### Data for processing
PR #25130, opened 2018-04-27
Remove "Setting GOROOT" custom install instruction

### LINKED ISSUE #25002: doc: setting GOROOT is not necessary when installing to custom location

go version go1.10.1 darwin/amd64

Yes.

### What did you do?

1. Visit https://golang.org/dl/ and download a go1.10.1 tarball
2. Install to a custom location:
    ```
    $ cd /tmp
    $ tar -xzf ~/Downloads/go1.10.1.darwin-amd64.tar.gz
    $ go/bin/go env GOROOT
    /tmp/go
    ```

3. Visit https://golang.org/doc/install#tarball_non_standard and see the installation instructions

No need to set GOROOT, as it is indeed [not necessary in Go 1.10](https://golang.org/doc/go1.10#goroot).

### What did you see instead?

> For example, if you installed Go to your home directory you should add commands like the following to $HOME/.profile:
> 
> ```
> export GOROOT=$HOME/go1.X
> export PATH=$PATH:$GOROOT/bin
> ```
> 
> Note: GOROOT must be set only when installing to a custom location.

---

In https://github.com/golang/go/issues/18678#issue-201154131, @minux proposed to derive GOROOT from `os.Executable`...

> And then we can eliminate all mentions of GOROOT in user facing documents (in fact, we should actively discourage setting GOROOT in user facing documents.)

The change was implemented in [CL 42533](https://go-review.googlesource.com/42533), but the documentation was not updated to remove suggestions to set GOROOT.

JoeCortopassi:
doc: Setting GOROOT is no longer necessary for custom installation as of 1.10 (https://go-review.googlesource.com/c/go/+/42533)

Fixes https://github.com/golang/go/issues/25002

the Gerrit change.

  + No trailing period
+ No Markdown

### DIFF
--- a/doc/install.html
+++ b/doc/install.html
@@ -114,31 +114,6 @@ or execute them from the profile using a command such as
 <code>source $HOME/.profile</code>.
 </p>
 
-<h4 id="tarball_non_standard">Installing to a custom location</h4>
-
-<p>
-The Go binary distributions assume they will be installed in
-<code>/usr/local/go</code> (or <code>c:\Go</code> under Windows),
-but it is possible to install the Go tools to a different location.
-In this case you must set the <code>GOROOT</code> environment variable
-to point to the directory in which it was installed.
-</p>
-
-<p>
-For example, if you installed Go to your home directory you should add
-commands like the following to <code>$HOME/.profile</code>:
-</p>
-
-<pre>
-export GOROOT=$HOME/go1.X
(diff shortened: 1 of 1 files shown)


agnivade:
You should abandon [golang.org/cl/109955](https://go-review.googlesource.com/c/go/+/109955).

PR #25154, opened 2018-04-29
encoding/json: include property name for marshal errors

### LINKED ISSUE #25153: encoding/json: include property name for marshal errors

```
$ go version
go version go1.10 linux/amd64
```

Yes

...

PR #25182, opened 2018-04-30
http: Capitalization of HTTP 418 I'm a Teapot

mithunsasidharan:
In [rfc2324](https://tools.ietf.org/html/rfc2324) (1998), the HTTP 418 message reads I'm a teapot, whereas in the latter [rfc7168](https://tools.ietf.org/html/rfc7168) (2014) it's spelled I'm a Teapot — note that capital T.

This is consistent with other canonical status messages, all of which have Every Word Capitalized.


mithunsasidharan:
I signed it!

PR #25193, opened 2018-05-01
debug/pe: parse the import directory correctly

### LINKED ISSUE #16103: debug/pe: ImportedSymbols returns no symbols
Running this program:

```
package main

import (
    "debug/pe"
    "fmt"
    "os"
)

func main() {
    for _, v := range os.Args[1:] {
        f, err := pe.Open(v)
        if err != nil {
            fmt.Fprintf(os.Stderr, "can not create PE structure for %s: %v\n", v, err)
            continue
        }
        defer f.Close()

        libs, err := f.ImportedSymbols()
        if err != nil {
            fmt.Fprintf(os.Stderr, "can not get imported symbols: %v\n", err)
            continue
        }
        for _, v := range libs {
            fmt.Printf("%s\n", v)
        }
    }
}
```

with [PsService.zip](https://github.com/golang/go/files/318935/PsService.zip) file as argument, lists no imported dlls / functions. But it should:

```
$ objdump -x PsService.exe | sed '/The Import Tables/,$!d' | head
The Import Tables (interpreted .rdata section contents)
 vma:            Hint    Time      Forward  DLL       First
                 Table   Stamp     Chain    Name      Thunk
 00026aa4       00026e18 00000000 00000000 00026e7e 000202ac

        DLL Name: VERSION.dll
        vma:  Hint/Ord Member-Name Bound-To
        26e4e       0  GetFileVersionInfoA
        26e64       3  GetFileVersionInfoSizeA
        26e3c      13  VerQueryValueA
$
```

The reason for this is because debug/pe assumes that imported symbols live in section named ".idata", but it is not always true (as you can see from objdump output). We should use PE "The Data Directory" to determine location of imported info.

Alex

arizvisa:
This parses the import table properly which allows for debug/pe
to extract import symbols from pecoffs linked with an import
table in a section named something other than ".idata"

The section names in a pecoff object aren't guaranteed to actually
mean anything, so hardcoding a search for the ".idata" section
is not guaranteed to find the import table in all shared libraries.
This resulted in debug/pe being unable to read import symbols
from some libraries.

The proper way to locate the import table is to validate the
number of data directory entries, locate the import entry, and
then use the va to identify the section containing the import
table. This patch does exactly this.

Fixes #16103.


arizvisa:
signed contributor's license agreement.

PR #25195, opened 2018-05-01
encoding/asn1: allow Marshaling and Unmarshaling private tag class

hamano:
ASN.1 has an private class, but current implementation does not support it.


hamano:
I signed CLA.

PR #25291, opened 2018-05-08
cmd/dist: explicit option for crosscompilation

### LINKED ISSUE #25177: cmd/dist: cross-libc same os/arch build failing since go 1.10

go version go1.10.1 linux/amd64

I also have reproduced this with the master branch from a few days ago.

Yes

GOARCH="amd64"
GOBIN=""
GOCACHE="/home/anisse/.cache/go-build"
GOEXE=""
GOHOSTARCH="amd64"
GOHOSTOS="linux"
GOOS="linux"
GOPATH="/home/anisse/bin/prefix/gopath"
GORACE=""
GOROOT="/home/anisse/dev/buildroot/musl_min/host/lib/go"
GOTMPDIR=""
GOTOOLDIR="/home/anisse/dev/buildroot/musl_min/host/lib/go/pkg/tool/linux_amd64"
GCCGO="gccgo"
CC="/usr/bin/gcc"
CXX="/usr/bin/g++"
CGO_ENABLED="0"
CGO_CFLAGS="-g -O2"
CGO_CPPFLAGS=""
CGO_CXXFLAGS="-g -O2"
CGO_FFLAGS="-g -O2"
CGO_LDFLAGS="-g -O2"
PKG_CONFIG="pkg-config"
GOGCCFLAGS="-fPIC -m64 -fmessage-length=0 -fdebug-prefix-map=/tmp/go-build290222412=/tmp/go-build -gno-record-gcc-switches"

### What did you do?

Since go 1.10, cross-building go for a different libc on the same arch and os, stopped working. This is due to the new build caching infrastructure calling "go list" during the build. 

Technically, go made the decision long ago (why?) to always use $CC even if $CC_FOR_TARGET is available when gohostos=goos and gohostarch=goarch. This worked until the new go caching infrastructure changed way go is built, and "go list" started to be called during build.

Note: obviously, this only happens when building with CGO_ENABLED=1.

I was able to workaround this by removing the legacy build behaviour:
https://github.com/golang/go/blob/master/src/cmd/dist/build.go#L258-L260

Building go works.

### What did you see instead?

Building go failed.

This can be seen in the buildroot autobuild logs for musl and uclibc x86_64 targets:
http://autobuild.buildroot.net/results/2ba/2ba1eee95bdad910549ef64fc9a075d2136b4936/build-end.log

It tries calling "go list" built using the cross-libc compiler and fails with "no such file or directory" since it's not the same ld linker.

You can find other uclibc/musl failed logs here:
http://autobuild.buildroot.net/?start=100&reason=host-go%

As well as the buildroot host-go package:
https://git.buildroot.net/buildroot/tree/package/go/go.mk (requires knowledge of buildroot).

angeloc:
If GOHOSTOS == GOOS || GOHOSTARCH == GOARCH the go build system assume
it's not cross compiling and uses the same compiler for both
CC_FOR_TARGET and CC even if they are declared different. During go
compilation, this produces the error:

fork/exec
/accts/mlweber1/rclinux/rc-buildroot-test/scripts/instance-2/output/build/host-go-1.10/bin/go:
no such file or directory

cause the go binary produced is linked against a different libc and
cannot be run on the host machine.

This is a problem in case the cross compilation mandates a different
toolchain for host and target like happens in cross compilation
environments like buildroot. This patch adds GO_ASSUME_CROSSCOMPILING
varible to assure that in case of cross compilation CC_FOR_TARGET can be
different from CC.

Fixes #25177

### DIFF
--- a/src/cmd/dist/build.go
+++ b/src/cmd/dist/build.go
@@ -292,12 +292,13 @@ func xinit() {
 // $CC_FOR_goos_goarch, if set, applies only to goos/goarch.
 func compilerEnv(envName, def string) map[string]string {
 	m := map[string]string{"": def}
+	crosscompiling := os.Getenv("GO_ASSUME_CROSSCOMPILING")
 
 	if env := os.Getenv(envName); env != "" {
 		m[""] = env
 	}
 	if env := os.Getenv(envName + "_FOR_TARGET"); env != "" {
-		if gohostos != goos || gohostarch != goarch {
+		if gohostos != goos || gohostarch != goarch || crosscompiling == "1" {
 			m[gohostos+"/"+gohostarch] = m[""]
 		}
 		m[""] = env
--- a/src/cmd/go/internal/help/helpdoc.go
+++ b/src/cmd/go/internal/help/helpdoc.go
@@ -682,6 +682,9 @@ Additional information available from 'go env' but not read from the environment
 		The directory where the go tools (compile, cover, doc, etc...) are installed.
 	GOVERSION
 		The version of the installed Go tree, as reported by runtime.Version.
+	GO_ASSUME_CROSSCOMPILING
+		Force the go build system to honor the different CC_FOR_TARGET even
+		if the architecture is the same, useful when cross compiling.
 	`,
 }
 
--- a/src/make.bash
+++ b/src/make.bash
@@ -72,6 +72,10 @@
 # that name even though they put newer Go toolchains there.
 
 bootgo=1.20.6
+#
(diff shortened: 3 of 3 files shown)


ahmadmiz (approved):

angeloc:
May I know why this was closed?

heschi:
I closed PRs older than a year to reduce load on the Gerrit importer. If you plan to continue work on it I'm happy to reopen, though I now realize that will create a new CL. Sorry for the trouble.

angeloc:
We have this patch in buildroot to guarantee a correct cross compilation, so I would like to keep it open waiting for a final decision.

--

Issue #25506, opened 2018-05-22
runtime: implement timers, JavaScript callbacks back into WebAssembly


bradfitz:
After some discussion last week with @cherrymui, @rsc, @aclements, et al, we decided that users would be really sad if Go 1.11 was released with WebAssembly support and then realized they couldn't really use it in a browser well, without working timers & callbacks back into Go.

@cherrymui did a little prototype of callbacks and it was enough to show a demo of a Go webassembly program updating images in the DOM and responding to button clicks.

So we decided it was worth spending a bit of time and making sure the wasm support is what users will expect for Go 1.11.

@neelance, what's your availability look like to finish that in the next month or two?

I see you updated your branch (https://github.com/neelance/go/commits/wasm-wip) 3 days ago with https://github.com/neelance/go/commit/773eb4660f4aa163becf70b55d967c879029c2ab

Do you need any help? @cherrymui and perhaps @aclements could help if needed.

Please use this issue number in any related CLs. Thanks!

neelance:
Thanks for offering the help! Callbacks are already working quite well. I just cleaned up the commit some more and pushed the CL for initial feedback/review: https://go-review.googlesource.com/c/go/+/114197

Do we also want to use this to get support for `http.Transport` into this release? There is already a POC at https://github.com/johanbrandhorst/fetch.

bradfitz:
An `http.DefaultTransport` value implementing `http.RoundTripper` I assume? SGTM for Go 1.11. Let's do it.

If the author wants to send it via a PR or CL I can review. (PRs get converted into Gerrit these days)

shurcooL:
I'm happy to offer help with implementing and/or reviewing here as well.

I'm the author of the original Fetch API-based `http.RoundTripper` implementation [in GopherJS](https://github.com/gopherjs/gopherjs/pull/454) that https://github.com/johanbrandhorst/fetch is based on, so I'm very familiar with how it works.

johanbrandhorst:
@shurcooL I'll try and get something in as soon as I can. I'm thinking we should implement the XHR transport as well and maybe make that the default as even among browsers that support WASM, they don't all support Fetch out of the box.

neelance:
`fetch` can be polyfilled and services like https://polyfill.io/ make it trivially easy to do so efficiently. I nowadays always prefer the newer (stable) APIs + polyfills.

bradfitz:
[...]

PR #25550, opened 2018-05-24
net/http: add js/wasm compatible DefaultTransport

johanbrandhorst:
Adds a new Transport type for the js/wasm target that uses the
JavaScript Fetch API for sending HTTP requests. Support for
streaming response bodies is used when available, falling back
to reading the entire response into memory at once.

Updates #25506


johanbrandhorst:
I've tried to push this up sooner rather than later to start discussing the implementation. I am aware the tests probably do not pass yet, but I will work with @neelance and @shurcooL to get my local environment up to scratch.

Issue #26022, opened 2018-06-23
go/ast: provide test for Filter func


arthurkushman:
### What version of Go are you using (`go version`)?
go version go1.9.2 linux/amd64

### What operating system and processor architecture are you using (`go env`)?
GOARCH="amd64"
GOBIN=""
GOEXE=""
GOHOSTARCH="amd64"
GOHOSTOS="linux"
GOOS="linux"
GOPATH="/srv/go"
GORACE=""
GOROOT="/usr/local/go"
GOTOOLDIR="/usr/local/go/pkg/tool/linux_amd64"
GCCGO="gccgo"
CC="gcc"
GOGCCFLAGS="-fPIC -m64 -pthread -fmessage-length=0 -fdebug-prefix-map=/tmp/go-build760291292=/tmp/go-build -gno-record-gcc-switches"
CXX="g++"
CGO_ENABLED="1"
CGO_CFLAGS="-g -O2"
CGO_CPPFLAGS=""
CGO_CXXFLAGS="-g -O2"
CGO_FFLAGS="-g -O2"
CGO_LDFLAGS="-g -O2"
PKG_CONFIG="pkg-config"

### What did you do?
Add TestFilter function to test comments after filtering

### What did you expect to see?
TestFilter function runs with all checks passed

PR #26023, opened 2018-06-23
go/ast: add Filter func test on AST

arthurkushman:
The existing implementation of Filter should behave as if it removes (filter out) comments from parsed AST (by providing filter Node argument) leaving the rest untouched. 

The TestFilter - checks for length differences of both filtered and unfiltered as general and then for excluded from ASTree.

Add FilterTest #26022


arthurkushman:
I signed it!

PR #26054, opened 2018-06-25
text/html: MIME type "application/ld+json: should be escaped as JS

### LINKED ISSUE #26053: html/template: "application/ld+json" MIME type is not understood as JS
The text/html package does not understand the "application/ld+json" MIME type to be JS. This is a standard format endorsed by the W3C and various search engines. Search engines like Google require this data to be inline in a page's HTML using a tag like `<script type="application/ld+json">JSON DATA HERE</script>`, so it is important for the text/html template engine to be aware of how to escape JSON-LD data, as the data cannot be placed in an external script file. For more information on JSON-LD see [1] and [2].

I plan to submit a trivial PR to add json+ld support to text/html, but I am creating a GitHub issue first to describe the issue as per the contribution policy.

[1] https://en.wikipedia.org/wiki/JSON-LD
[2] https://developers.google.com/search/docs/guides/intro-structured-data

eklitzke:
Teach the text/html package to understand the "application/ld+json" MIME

### Activity
Copy the lines of the data above exactly as written, beginning with the line containing "### What did you expect to see?" and ending with the line containing "The TestFilter - checks", and leave out all other lines.

### Solution to this task
### What did you expect to see?
TestFilter function runs with all checks passed

PR #26023, opened 2018-06-23
go/ast: add Filter func test on AST

arthurkushman:
The existing implementation of Filter should behave as if it removes (filter out) comments from parsed AST (by providing filter Node argument) leaving the rest untouched. 

The TestFilter - checks for length differences of both filtered and unfiltered as general and then for excluded from ASTree.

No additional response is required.